Chen Wang 1,, Harikumar Govindarajan 2, Panagiotis Katsonis 3, Olivier Lichtarge 4,5,6,7,8,
Editor: Russell Schwartz
PMCID: PMC10412404  PMID: 37522889

Abstract

Summary

In any population under selective pressure, a central challenge is to distinguish the genes that drive adaptation from others which, subject to population variation, harbor many neutral mutations de novo. We recently showed that such genes could be identified by supplementing information on mutational frequency with an evolutionary analysis of the likely functional impact of coding variants. This approach improved the discovery of driver genes in both lab-evolved and environmental Escherichia coli strains. To facilitate general adoption, we now developed ShinyBioHEAT, an R Shiny web-based application that enables identification of phenotype driving gene in two commonly used model bacteria, E.coli and Bacillus subtilis, with no specific computational skill requirements. ShinyBioHEAT not only supports transparent and interactive analysis of lab evolution data in E.coli and B.subtilis, but it also creates dynamic visualizations of mutational impact on protein structures, which add orthogonal checks on predicted drivers.

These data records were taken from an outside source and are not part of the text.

PR #236, opened 2022-01-16
(iOS) The Arabic translation

EZ0010:
Hi, after translating the legacy android app I thought of translating the iOS app too.

I built the app to see if it will be RTL, and it became RTL without making any changes to the code, here are some screenshots:
image

There are few issues with RTL (such as the arrows at onboarding) I will make an issue for these.
Also I can get some volunteers to review the translation if needed.


robbiehanson:
Thank you !

PR #802, opened 2019-11-04
Update sharing urls

cderv:
This closes #797 

As explained in https://github.com/rstudio/bookdown/issues/797#issuecomment-549181261 there was changes in sharing url. 

This PR: 

* removes google+ as it does not exist anymore. 
* updates sharing link for twitter and facebook
* changes icon for instapaper as `fa-instapaper` does not exists.

`fa-italic`
image

Instapaper icone 
image

## About google removal

Google sharing is removed from example and default value. 
A new function `check_gb_config` is here to check configuration and change user's config with a warning to disable some option. (here remove google from `sharing` list or `all` vector

I think this is enough to not break older bookdown where `google` would have been present in configuration. 

We could also leave as is and the sharing link would redirect to google+ removal page
https://plus.google.com/

See for example https://bookdown.org/yihui/bookdown/ and sharing link to google plus.

PR #813, opened 2019-11-12
check for google sharing handles disabled sharing too

### LINKED ISSUE #812: bookdown fails with "sharing: false" after "check_gb_config()" check added
---

- [X] I have fully read the issue guide at https://yihui.name/issue/.
- [X] I have provided the necessary information about my issue.
- [X] I have learned the Github Markdown syntax, and formatted my issue correctly.

---

After the new update based on commit 32a77395a32a0b6989a6df1546ef5b28fcf69975 and the `check_gb_config()` was added, using `sharing: false` or `sharing: no` in `_output.yml` leads to error: `Error in config[["sharing"]][["google"]] : subscript out of bounds`. This behaviour did not occur before. This is due, I assume, to the `check_gb_config()` function assuming the config "sharing" option is a list with a variable called "google"... when in this case it is not.

Is this a new expected behaviour or no?

cderv:
This closes #812 and is a bugfix to a regression following #802 

While adding backward compatibility, `sharing = FALSE`( `sharing: no` or `sharing: false` and `sharing: null` were not handled correctly. 

This is now fixed. 

I also added some tests using testit to prevent this  - I tested all combination of configuration for sharing I could think of.


cderv:
@yihui I think this is good now. Sorry this has happened just after the CRAN release 😟

cderv:
I went back and modified `plugin-sharing.js` only

It was in fact already dealt with for sharing buttons creation with `if (!opts[sideId]) return;`, it is now handled also for menu creation too. If a configuration in sharing is not among facebook, github, twitter, linkedin, weibo, instapaper or vk, it will be skipped and do nothing. 

It is way easier to deal with Google+ removal and any other non supported sharing config.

Availability and implementation

Code for ShinyBioHEAT is available at https://github.com/LichtargeLab/ShinyBioHEAT. The Shiny application is additionally hosted at http://bioheat.lichtargelab.org/.

1 Introduction

Escherichia coli and Bacillus subtilis are ideal model organisms for genotype–phenotype studies due to their unique advantages. They grow fast and benefit from a vast array of genetic editing techniques (Swings et al. 2018, Choudhury et al. 2020, Csörgő et al. 2020, Zhang et al. 2020) and bioinformatics databases (Keseler et al. 2021, Szklarczyk et al. 2019, Tierrafría et al. 2022). Increasingly, studies that seek to pinpoint the driver genes of phenotypes of interest combine adaptive laboratory experiments (ALEs) with next-generation sequencing (Tenaillon et al. 2016, Zeigler and Nicholson 2017, van den Bergh et al. 2018, Bruckbauer et al. 2019, Karve and Wagner 2022). Typically, these studies rank genes based on their relative mutational frequency in parallel streams of replications. This sole use of mutational frequency ignores additional information on the functional impact of coding variants, however, and reduces the power to detect secondary diver genes.

To improve the identification of driver genes, we recently developed a new EA integration approach (Marciano et al. 2022), which exploits the Evolutionary Action (EA) score (Katsonis and Lichtarge 2014) for the likely impact of any missense mutation in any given protein from past evolutionary history. EA scores tend to correlate well with experimental mutagenesis studies in objective, blinded challenges evaluated by third parties (Katsonis and Lichtarge 2019) and to predict the harmful effect of mutations in diverse applications (Katsonis et al. 2022). In a direct test of its potential for elucidating ALE-induced phenotypes in E.coli, EA integration improved phenotype driver gene discovery compared with frequency-based method, especially so in the clinical/environmental datasets (Marciano et al. 2022).

To broaden access to our method, we developed a user-friendly R Shiny (Chang et al. 2022) package, ShinyBioHEAT (Biodetection of High Evolutionary Action Targets), using golem framework (Fay et al. 2022) which allows easy installation across platforms and running locally. The main feature for ShinyBioHEAT is to identify phenotype driving genes in E.coli and B.subtilis from sequencing data by combining EA scores with frequency statistics (Marciano et al. 2022). Additional modules are developed to allow sequential analysis through STRING for the top predicted genes and visualization of mutational profiles on protein structures.

2 Features

2.1 Driver gene analysis module

This is the main module of ShinyBioHEAT application (Fig. 1), which allows the identification of driver genes from E.coli and B.subtilis sequencing data using EA integration and a frequency-based method. It currently supports three reference genomes: E.coli MG1655 (RefSeq: NC_000913.3), E.coli REL606 (RefSeq: NC_012967.1), and B.subtilis 168 (RefSeq: NC_000964.3). Sequencing data can be uploaded as variant call format (VCF), amino acid substitutions, or breseq GenomeDiff (GD) format (Deatherage and Barrick 2014). The amino acid substitutions will be determined if VCF format is used. EA scores are then assigned to each missense mutation, which will be compared with a mutation background to identify the driver genes. Mutation background can be generated through randomly simulated mutations in the selected reference genome or a custom set of mutations.

Figure 1.

Figure 1.

Graphical overview of the functional modules in ShinyBioHEAT. Data flow is indicated with black arrows.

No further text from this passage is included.